*EXERCISE BRIEF*. Among the entries below, find the lines with the word "fTextureWidth" and return them.

Stored data entries
PR #1221, opened 2022-07-12
Mac/Quartz version of plTextFont

colincornaby:
Initial work. Rendering well - might need some extremely fine tuning in the future.

I would totally be open to this being a FreeType implementation in the future. Unfortunately, I do not know FreeType. So for now we get a CoreText/Quartz implementation. 😀 This will get the Mac working until something more properly cross platform can be done.

This is also such a small chunk of code it may be fine to keep in platform specific versions. But there might be greater questions about the future of text in Plasma that go into a FreeType sort of decision.

### DIFF
--- a/Sources/Plasma/PubUtilLib/plPipeline/plTextFont.cpp
+++ b/Sources/Plasma/PubUtilLib/plPipeline/plTextFont.cpp
@@ -231,6 +231,7 @@ uint16_t  *plTextFont::IInitFontTexture()
     
     bitmapBits = (uint32_t *)CGBitmapContextGetData(bitmapContext);
 
+    //TEMPORARY: Mac client should vend through better data to make this decision
     nHeight = (fSize * 192.0f) / 72.0f;
     fFontHeight = nHeight;
 
--- a/Sources/Plasma/PubUtilLib/plPipeline/plTextFont.cpp
+++ b/Sources/Plasma/PubUtilLib/plPipeline/plTextFont.cpp
@@ -57,6 +57,11 @@ You can contact Cyan Worlds, Inc. by email legal@cyan.com
 
 #include "plDebugText.h"
 
+#if defined(HS_BUILD_FOR_MACOS)
+#import <CoreGraphics/CoreGraphics.h>
+#import <CoreText/CoreText.h>
+#endif
+
 #define DisplayableChar(c) (c >= 0 && c <= 128)
 
 //// Constructor & Destructor /////////////////////////////////////////////////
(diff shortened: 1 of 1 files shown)


Sources/Plasma/PubUtilLib/plPipeline/plTextFont.cpp
```diff
@@ -191,6 +196,117 @@ uint16_t  *plTextFont::IInitFontTexture()
...
+
+    // Special case the tab key
+    fCharInfo[ '\t' ].fUVs[ 1 ].fX = fCharInfo[ '\t' ].fUVs[ 0 ].fX = fCharInfo[ 32 ].fUVs[ 0 ].fX;
+    fCharInfo[ '\t' ].fUVs[ 1 ].fY = fCharInfo[ '\t' ].fUVs[ 0 ].fY = 0;
+    fCharInfo[ '\t' ].fUVs[ 0 ].fZ = fCharInfo[ '\t' ].fUVs[ 1 ].fZ = 0;
+    fCharInfo[ '\t' ].fW = fCharInfo[ 32 ].fW * 4;
+    fCharInfo[ '\t' ].fH = fCharInfo[ 32 ].fH;
+
+    /// Now create the data block
+    uint16_t  *data = new uint16_t[ fTextureWidth * fTextureHeight ];
```
colincornaby, line 289: This code outputs a 4-bits-per-channel bitmap, and the conversion is here.

Unfortunately, Metal requires a minimum of 8 bits per channel on most hardware. So I immediately up convert it again in the Metal renderer.

Tempted to just handle it as a single channel 16 bit image in it writes the same value across all channels.

I'm also not sure what bAlpha is doing.

Sources/Plasma/PubUtilLib/plPipeline/plTextFont.cpp
```diff
@@ -191,6 +196,117 @@ uint16_t  *plTextFont::IInitFontTexture()
...
+                                                colorSpace,
+                                                kCGImageAlphaPremultipliedLast);
+    CFRelease(colorSpace);
+    CGContextSetTextMatrix(bitmapContext, CGAffineTransformMakeScale(1, -1));
+    CGContextTranslateCTM(bitmapContext, 0, fTextureHeight);
+    CGContextScaleCTM(bitmapContext, 1, -1);
+    
+    bitmapBits = (uint32_t *)CGBitmapContextGetData(bitmapContext);
+
+    nHeight = (fSize * 192.0f) / 72.0f;
```
colincornaby, line 234: I remembered I hardcoded a DPI of 192. I probably should not do that.

- [ ] Fix DPI check

colincornaby: I'm going to leave this at what it's been hardcoded to for now. I think better integration could be done once the actual Mac client is in place. I need to really pass the display device through the pipeline - which the pipeline can do. Just not without the Mac client in place.

Sources/Plasma/PubUtilLib/plPipeline/plTextFont.cpp
```diff
@@ -191,6 +196,118 @@ uint16_t  *plTextFont::IInitFontTexture()
...
+        fTextureWidth = fTextureHeight = 1024;
+    else if( fSize > 20 )
+        fTextureWidth = fTextureHeight = 512;
+    else
+        fTextureWidth = fTextureHeight = 256;
+
+
+    // Create a new DC and bitmap that we can draw characters to
+    CGColorSpaceRef colorSpace = CGColorSpaceCreateWithName(kCGColorSpaceGenericRGB);
+    CGContextRef bitmapContext = CGBitmapContextCreate(NULL,
```
Hoikas, line 220:
```suggestion
    CGContextRef bitmapContext = CGBitmapContextCreate(nullptr,
```

Sources/Plasma/PubUtilLib/plPipeline/plTextFont.cpp
```diff
@@ -57,6 +57,11 @@ You can contact Cyan Worlds, Inc. by email legal@cyan.com
 
 #include "plDebugText.h"
 
+#if defined(HS_BUILD_FOR_MACOS)
```
Hoikas, line 60: Hmm... I thought this define was changed to `HS_BUILD_FOR_APPLE`, or am I misremembering things?

dpogue: `HS_BUILD_FOR_APPLE` for stuff that's Apple-y, `HS_BUILD_FOR_MACOS` for stuff that is strictly macOS.

CoreGraphics, I _think_ would fall under Apple, since it's also available on iOS?

colincornaby: Yeah, you're right. If we ever did an iOS version (which I'd love to at least hack on someday), this code would work. I'll update the check.

Hoikas (commented):
This LGTM. I'd like to have another concurring review as well before merging just because I'm somewhat alseep at the wheel.

Sources/Plasma/PubUtilLib/plPipeline/plTextFont.cpp
dpogue: This macro is still checking `HS_BUILD_FOR_MACOS` instead of `HS_BUILD_FOR_APPLE`

colincornaby:
> This looks fine to me.
> 
> 
> 
> Admittedly, I'm not at all familiar with the CoreText API, so I can't judge whether that code is "correct", but it seems fine to me.

Long term it might need some fine tuning, but it's getting output. I'm kind of assuming these platform implementations might get replaced anyway when Linux enters the picture. But this is mostly just to get something intelligible out.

*TASK RESPONSE*.
+    uint16_t  *data = new uint16_t[ fTextureWidth * fTextureHeight ];
+        fTextureWidth = fTextureHeight = 1024;
+        fTextureWidth = fTextureHeight = 512;
+        fTextureWidth = fTextureHeight = 256;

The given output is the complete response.